PROBLEM TO SOLVE
Look below for the line containing "--- a/lib/rubocop/cop/metrics/utils/abc_size_calculator.rb"; from there through the line containing "include MethodComplexity", both lines included, please set down each line exactly and nothing else.

● ● ●

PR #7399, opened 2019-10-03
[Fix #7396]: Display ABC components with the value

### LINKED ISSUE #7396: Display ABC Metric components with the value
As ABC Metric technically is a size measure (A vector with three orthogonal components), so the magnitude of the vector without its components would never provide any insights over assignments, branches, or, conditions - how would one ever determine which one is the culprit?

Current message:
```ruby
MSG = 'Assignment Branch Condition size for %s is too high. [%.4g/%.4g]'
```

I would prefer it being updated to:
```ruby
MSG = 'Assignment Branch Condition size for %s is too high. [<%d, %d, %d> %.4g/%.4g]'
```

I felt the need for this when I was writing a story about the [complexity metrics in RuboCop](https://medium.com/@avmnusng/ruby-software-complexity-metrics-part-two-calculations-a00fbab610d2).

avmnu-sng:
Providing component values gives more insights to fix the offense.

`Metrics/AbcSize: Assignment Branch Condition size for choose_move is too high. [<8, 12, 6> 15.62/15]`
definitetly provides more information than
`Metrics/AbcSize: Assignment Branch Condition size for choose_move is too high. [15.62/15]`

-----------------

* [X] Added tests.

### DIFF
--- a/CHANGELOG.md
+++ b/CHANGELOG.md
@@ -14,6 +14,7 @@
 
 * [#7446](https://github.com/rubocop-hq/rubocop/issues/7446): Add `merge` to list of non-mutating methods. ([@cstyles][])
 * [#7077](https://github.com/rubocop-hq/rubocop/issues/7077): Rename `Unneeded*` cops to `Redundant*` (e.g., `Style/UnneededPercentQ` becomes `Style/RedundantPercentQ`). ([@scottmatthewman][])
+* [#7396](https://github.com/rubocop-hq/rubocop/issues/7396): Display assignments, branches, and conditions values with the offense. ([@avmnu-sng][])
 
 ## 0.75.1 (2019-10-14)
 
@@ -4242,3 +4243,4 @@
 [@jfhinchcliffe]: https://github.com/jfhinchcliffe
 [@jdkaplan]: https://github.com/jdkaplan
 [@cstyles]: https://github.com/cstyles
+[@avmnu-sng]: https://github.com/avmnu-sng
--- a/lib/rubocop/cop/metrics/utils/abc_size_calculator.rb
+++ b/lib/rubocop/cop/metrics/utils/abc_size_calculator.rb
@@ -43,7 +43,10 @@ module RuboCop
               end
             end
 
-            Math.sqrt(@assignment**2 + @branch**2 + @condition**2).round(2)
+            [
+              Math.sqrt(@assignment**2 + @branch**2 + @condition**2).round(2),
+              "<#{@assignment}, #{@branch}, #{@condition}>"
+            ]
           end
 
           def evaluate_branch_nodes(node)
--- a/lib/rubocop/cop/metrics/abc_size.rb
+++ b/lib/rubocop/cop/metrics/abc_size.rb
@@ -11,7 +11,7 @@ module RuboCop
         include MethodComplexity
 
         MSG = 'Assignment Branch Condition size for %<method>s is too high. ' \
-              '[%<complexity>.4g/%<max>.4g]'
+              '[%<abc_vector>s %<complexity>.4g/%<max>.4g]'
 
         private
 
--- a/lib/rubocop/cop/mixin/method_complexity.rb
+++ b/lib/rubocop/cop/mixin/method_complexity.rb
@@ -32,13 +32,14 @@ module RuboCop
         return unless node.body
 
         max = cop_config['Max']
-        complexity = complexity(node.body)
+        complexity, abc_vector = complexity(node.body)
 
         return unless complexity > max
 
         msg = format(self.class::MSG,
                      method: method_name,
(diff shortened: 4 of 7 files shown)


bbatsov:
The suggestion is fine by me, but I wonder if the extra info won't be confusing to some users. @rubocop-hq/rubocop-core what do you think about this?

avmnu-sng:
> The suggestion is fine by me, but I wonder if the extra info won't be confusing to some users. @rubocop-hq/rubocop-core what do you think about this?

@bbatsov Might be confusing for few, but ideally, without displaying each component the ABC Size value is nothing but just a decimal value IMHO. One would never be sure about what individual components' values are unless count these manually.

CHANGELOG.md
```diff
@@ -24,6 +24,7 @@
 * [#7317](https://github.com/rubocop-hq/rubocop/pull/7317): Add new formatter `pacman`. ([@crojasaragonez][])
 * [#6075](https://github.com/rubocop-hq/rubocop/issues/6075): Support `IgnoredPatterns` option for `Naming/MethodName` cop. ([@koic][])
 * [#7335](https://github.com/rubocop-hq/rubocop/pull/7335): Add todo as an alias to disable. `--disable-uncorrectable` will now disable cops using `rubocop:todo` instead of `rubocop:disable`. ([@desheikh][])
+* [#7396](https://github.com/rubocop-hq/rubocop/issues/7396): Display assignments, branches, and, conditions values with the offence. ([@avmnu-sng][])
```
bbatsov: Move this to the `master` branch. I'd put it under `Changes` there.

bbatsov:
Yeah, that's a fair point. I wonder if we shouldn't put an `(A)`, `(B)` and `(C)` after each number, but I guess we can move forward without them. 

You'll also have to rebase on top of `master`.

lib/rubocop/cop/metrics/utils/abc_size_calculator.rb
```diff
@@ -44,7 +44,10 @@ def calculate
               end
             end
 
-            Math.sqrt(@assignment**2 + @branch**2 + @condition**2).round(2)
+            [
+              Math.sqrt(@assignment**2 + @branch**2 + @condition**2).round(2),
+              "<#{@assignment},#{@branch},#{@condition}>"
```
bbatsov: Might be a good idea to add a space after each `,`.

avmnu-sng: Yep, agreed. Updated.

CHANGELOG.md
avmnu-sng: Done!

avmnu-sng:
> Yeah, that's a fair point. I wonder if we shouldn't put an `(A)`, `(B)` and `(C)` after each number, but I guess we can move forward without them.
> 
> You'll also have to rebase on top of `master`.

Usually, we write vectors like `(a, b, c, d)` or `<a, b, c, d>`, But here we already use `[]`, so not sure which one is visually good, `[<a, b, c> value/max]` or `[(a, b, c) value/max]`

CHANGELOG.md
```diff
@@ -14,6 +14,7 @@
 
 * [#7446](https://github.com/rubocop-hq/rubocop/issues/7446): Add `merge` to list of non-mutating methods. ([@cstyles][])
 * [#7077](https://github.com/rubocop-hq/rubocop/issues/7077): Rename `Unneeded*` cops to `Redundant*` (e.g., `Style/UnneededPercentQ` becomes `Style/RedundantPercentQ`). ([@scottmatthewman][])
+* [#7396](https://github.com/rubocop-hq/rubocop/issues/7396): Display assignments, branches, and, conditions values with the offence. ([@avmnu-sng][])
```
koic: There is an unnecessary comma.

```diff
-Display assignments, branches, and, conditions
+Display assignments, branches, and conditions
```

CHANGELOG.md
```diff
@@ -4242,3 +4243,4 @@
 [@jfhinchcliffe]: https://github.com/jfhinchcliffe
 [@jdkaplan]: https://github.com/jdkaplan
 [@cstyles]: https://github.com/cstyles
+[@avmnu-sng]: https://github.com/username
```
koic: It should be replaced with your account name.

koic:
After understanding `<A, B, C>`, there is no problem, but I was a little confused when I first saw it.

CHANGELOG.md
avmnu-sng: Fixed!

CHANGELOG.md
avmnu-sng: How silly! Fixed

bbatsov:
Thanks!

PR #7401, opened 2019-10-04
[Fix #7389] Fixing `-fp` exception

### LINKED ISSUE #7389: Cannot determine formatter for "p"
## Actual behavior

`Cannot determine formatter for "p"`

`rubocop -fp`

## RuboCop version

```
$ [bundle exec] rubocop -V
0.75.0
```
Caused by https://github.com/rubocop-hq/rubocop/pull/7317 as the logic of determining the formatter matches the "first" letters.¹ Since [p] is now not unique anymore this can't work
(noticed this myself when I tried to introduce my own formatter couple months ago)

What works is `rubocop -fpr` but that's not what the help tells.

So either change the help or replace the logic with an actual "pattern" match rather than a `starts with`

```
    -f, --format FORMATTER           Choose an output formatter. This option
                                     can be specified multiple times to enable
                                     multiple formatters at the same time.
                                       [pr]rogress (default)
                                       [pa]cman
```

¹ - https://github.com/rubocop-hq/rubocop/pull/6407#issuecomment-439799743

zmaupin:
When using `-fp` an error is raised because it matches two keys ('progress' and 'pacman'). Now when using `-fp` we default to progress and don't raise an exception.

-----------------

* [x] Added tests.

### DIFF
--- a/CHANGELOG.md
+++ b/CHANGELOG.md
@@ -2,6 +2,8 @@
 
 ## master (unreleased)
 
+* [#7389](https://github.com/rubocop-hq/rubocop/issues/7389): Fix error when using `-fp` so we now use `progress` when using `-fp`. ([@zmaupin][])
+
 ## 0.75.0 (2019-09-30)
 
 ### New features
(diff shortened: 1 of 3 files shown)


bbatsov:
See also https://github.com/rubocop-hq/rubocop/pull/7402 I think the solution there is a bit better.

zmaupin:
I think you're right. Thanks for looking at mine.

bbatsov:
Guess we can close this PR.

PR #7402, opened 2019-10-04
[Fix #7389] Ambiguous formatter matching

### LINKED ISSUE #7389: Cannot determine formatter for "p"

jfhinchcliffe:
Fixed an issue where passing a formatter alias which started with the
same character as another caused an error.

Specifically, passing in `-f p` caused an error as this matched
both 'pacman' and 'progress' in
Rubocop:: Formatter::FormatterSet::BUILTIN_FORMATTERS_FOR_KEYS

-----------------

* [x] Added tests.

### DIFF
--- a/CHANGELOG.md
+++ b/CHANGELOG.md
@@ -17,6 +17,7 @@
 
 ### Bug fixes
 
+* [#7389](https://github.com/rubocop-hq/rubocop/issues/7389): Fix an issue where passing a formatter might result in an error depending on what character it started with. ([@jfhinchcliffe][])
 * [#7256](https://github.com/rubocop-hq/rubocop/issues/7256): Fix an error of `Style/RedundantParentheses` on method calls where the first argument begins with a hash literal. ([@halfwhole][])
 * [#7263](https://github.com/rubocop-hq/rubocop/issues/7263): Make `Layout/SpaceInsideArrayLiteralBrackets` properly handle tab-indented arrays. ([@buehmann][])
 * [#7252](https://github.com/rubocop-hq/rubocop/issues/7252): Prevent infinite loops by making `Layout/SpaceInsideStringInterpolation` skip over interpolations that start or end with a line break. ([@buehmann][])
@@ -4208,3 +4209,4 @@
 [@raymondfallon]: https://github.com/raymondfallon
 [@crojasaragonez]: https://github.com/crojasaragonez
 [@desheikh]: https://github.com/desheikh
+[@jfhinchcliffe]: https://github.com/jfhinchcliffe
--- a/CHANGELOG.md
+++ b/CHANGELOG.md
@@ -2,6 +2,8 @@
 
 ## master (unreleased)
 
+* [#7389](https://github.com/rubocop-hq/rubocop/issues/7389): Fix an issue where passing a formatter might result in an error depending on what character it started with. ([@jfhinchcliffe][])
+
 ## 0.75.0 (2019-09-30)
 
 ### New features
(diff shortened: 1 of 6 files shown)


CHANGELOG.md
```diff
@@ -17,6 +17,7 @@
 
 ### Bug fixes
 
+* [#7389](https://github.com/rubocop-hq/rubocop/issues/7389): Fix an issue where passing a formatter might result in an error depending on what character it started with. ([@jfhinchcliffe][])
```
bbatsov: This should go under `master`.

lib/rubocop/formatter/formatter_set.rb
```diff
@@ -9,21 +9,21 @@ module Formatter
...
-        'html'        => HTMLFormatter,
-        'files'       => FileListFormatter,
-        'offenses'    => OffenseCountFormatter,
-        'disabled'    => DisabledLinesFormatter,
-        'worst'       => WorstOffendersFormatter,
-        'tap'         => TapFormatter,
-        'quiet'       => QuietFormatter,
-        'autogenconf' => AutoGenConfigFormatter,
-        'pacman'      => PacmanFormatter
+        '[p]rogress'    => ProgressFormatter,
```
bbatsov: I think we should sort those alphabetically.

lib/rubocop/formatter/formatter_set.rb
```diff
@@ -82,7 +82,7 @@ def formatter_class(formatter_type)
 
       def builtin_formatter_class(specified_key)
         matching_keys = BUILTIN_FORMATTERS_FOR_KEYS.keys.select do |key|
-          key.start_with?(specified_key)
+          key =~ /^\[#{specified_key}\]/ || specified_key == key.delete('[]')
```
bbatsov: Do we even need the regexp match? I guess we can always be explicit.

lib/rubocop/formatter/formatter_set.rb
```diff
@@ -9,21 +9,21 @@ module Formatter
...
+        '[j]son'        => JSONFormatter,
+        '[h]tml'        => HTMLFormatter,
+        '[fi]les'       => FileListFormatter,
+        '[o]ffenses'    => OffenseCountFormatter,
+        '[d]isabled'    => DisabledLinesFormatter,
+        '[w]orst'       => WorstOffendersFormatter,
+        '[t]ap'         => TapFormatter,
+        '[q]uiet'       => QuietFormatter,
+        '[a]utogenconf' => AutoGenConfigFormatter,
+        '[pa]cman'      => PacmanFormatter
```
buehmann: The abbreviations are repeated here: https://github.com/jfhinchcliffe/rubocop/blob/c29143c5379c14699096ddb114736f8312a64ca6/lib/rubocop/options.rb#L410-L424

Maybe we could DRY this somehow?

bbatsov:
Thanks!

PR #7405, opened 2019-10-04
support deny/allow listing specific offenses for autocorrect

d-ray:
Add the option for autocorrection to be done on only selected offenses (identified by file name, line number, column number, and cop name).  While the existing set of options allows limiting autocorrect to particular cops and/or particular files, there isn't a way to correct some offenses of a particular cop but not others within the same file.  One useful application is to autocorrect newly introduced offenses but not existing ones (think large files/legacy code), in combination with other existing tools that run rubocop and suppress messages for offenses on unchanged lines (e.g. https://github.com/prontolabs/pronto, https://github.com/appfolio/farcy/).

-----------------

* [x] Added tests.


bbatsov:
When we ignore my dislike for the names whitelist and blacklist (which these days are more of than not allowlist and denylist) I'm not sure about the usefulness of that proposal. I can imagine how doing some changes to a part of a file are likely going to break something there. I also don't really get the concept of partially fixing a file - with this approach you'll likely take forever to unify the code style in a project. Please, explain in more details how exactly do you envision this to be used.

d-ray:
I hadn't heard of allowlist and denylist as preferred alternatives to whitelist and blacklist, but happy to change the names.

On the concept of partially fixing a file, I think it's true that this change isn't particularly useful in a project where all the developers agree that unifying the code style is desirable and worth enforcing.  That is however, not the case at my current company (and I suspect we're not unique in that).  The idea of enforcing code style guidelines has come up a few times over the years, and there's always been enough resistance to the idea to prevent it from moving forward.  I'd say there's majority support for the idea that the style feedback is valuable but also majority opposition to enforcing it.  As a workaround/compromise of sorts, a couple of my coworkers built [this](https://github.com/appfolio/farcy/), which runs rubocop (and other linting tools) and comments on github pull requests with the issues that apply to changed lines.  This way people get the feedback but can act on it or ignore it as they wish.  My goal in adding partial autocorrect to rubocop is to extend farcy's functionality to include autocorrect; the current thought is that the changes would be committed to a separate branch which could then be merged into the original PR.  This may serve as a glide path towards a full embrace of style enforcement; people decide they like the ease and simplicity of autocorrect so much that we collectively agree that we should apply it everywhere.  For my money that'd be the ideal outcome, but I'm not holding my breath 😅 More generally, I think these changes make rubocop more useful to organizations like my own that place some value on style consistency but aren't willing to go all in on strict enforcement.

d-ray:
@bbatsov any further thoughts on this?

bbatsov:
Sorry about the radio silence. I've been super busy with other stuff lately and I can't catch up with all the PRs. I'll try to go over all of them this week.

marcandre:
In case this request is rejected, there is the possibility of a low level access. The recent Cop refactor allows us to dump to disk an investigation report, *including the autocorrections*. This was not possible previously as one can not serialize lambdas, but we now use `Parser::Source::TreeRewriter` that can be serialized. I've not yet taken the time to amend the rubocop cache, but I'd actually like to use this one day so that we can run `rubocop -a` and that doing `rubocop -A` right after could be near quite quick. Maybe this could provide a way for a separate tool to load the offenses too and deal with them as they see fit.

● ● ●

REPLY TO THE TASK
--- a/lib/rubocop/cop/metrics/utils/abc_size_calculator.rb
+++ b/lib/rubocop/cop/metrics/utils/abc_size_calculator.rb
@@ -43,7 +43,10 @@ module RuboCop
               end
             end
 
-            Math.sqrt(@assignment**2 + @branch**2 + @condition**2).round(2)
+            [
+              Math.sqrt(@assignment**2 + @branch**2 + @condition**2).round(2),
+              "<#{@assignment}, #{@branch}, #{@condition}>"
+            ]
           end
 
           def evaluate_branch_nodes(node)
--- a/lib/rubocop/cop/metrics/abc_size.rb
+++ b/lib/rubocop/cop/metrics/abc_size.rb
@@ -11,7 +11,7 @@ module RuboCop
         include MethodComplexity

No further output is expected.